:: DATA FOR PROCESSING ::
=== Section Start ===
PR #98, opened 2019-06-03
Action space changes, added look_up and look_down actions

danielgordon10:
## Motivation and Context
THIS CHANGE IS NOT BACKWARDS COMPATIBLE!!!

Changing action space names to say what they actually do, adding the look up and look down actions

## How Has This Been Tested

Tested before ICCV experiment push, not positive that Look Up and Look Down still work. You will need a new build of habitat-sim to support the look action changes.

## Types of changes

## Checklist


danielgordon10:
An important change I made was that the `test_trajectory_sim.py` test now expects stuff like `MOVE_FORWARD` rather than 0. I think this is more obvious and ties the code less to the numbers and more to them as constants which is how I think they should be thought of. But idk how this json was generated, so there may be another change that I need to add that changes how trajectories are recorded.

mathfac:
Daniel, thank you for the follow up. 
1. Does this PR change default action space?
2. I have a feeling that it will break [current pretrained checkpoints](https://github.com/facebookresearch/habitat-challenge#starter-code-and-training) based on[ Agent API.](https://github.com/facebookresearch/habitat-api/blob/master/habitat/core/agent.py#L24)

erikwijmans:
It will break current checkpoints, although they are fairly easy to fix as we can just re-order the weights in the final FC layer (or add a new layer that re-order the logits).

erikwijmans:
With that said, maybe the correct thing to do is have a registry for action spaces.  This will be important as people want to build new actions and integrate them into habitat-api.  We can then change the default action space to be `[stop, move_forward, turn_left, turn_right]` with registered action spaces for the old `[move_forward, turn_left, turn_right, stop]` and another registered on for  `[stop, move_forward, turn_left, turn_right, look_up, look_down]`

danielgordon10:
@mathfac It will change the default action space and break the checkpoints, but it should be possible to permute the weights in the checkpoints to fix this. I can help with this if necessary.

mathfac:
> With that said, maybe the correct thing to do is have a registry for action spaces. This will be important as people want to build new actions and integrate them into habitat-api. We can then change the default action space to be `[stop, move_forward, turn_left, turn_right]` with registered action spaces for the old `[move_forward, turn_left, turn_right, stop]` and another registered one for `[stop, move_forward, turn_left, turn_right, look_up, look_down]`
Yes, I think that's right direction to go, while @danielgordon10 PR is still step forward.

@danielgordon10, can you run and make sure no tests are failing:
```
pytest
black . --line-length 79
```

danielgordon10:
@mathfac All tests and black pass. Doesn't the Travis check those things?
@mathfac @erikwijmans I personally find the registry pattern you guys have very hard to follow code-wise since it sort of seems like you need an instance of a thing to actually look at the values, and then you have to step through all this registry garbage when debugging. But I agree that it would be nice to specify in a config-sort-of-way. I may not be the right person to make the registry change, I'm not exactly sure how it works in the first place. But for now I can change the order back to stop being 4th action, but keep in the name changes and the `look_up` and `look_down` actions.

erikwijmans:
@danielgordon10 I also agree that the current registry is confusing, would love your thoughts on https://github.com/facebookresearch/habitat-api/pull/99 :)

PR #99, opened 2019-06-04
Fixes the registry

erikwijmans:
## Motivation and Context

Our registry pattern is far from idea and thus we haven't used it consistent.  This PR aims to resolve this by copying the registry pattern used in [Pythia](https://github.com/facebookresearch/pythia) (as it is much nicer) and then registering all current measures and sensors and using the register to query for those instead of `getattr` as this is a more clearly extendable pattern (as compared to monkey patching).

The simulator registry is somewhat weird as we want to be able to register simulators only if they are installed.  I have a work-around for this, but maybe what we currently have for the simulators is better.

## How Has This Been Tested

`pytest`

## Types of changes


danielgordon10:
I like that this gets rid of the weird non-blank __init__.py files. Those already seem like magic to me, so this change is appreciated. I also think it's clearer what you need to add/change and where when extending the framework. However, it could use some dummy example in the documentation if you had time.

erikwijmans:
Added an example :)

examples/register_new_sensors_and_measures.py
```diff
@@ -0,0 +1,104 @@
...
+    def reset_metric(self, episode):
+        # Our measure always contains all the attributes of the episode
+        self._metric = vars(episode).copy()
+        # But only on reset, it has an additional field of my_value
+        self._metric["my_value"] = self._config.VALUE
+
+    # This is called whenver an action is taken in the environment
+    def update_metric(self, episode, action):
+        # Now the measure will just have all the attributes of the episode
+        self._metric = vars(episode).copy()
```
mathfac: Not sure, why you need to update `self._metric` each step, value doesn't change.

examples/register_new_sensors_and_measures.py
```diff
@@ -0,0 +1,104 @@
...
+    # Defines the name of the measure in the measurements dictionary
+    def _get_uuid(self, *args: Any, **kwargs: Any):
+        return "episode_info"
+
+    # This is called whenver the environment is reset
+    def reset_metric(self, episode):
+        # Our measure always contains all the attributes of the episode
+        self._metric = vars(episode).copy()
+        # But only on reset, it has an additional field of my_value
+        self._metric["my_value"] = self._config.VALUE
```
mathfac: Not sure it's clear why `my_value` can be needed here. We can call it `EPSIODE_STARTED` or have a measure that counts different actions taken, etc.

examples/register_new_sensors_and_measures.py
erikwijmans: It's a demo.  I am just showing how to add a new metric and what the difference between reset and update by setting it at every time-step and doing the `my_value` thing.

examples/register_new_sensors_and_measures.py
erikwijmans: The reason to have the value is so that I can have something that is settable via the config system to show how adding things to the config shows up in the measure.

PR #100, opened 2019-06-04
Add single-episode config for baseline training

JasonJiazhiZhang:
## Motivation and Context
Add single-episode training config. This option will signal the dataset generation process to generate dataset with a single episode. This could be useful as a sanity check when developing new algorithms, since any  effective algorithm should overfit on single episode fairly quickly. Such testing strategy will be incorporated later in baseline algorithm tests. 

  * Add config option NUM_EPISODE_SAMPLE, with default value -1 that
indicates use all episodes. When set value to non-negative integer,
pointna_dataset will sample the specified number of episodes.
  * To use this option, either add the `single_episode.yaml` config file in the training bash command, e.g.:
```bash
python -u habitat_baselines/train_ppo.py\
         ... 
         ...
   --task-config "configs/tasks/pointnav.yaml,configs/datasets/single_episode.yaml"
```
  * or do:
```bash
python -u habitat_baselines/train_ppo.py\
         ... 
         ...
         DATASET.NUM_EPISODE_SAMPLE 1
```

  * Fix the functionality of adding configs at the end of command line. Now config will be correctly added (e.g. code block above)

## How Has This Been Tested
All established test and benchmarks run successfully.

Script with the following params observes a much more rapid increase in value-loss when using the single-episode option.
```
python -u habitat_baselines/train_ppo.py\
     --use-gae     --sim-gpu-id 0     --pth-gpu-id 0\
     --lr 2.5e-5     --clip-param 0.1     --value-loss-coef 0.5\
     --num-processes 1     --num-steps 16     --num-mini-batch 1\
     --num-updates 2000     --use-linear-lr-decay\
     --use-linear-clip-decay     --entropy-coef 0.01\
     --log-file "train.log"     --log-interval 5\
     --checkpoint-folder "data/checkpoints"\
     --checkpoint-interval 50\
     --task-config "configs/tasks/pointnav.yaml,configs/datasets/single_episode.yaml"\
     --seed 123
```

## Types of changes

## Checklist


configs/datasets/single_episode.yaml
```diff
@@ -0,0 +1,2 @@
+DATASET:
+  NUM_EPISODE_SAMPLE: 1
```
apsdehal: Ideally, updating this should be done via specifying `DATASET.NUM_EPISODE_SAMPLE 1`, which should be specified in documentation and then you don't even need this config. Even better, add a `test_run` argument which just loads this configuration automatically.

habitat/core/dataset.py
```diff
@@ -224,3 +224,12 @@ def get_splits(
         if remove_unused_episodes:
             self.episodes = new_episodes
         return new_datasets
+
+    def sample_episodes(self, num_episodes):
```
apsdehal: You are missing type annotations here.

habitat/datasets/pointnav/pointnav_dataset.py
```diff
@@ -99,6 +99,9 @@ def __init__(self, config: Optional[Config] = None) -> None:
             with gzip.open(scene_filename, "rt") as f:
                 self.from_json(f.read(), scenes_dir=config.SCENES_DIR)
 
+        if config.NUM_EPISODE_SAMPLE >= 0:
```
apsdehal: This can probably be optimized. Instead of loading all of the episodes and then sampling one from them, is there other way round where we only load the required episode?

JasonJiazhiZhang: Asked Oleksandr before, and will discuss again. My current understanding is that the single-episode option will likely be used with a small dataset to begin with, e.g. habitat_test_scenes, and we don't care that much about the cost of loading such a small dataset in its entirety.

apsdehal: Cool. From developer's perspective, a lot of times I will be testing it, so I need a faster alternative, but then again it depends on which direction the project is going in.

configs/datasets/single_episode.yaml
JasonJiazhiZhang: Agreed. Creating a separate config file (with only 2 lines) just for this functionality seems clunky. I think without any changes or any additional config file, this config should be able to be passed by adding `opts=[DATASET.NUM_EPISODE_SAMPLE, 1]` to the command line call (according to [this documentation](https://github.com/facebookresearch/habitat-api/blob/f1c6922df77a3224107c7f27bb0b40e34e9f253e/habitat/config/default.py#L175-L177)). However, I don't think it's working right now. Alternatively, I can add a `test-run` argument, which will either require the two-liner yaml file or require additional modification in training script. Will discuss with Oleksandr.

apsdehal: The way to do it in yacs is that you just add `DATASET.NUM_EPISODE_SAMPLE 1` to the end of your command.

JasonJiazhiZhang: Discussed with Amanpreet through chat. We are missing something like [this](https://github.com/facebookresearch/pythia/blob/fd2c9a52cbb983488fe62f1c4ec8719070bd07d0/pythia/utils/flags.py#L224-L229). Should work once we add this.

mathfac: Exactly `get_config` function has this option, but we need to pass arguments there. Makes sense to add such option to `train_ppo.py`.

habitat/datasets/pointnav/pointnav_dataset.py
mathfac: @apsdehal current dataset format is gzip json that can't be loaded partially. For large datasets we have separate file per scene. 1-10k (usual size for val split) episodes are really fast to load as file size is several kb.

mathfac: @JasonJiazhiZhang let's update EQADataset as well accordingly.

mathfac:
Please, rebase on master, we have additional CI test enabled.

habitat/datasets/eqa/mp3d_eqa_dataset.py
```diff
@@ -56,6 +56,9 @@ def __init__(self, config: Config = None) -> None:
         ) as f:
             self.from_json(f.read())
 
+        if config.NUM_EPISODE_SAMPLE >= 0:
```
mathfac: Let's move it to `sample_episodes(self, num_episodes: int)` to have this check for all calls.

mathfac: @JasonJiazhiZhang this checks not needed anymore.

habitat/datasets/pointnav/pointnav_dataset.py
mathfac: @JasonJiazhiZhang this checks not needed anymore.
=== Section End ===
:: ACTIVITY ::
Your reply must contain exactly the lines from the first line of the data through the line holding "THIS CHANGE IS NOT BACKWARDS COMPATIBLE!!!", and nothing more.

:: COMPLETED EXERCISE ::
PR #98, opened 2019-06-03
Action space changes, added look_up and look_down actions

danielgordon10:
## Motivation and Context
THIS CHANGE IS NOT BACKWARDS COMPATIBLE!!!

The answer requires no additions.